# Identify Type of Wood



## Daniel Holzman (Mar 10, 2009)

Looks like oak to me.


----------



## nap (Dec 4, 2007)

Daniel Holzman said:


> Looks like oak to me.


ditto

sorry but I can't get any more specific than that (red, white, pin, etc.)


----------



## Acre (Dec 10, 2009)

Thanks. Makes you wonder what the circumstances were that caused someone to begin painting it during the past 80 years. I know the history of the house for the past 40 and it was already painted.


----------



## nap (Dec 4, 2007)

well, to me, oak is not that big of a deal. It is hard which makes it good for building many things but I do not care for the grain pattern. As such, I would not be too upset about painting it.

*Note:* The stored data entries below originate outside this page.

PR #6833, opened 2022-12-28
Updated isort to 5.11.4

radarhere:
isort 5.11.4 has been released - https://github.com/PyCQA/isort/releases

I've triggered #6604, but it didn't detect this for some reason.

### DIFF
--- a/.pre-commit-config.yaml
+++ b/.pre-commit-config.yaml
@@ -9,7 +9,7 @@ repos:
         types: []
 
   - repo: https://github.com/PyCQA/isort
-    rev: 5.11.1
+    rev: 5.11.4
     hooks:
       - id: isort
 


hugovk:
Renovate doesn't handle `.pre-commit-config.yaml`, https://github.com/python-pillow/Pillow/issues/6604 shows its detected dependencies as github-actions and setup-cfg.

https://pre-commit.ci/ should do `.pre-commit-config.yaml` when it next triggers on 1st January:

https://github.com/python-pillow/Pillow/blob/2755e0ffaadc8b29c3e67e223c333c50e197a733/.pre-commit-config.yaml#L63-L64

radarhere:
Looking at [previous PRs](https://github.com/python-pillow/Pillow/pulls?q=is%3Apr+author%3Aapp%2Fpre-commit-ci), I think it will be between the 2nd to the 8th, rather than the 1st - but thanks for the explanation.

radarhere:
This became #6855

hugovk:
> Looking at [previous PRs](https://github.com/python-pillow/Pillow/pulls?q=is%3Apr+author%3Aapp%2Fpre-commit-ci), I think it will be between the 2nd to the 8th, rather than the 1st - but thanks for the explanation.

Looks like it's the first Monday of the month, ± timezones.

PR #6835, opened 2022-12-28
Use cron schedule to fix Renovate

hugovk:
In our [`renovate.json`](https://github.com/python-pillow/Pillow/blob/2f3561fe33df96cdb62d66f387009837ebf7254e/.github/renovate.json#L16) we have:

```json
    "schedule": ["on the 3rd day of the month"]
```

But Renovate PRs are being created immediately, for example:

* https://github.com/python-pillow/Pillow/pull/6776
* https://github.com/python-pillow/Pillow/pull/6806
* https://github.com/python-pillow/Pillow/pull/6813

I understand [Later.js](https://bunkat.github.io/later/) is used for scheduling, and if I run this code at https://npm.runkit.com/:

Sometimes people just get tired of exposed wood grain or there might have been some damage to parts of the frame and rather than repair with oak, they used some cheaper method and painted so as to hide it.


----------



## Maintenance 6 (Feb 26, 2008)

It's too close grained for oak. More likely yellow pine with a now yellowed varnish on it.


----------



## Bob Mariani (Dec 1, 2008)

It is red oak. They paint it because the wanted a color to work with the room, not the common ugly yellow tone of oak. But oak is used because it is a readily available hardwood in USA and is a better quality wood than pine or softer woods.


----------



## Allison1888 (Mar 16, 2008)

*wood*

I happen to like oak, particularly in older homes where the baseboards are tall and thick. If you don't care for the natural color you could always stain it darker. I wouldn't paint over it however. It's nice wood.


----------



## chrisn (Dec 23, 2007)

Bob Mariani said:


> It is red oak. They paint it because the wanted a color to work with the room, not the common ugly yellow tone of oak. But oak is used because it is a readily available hardwood in USA and is a better quality wood than pine or softer woods.


 
I agree


Maintenance 6 quotes

"It's too close grained for oak. More likely yellow pine with a now yellowed varnish on it." :huh:

This statement is just plain backwords.


----------



## Bob Mariani (Dec 1, 2008)

yes a tighter grain yields a harder wood.... like oak maple or cherry.


----------



## Maintenance 6 (Feb 26, 2008)

Hardwood species are divided into two distinct categories--open grain (large and widely-dispersed pores) and close grain (small and compactly distributed pores). Examples of open grain wood species include walnut, oak, ash and elm, while close grain species include cherry, mahogany, maple and poplar. Grain structure has nothing to do with strength or hardness.


----------



## Kevin M. (Nov 26, 2009)

Acre said:


> Can someone tell me what kind of wood this is? It's the interior trim around my windows in a house built in 1930. Thanks...













Looks like the trim in my deluxe 1928 vintage money pit old house. :laughing: My trim is oak. I know because I have had most of it off at one time or another. LOL!!


----------



## dogshooter (Jan 27, 2009)

Definately oak.

One of my pet peeves as well.....painted woodwork!


----------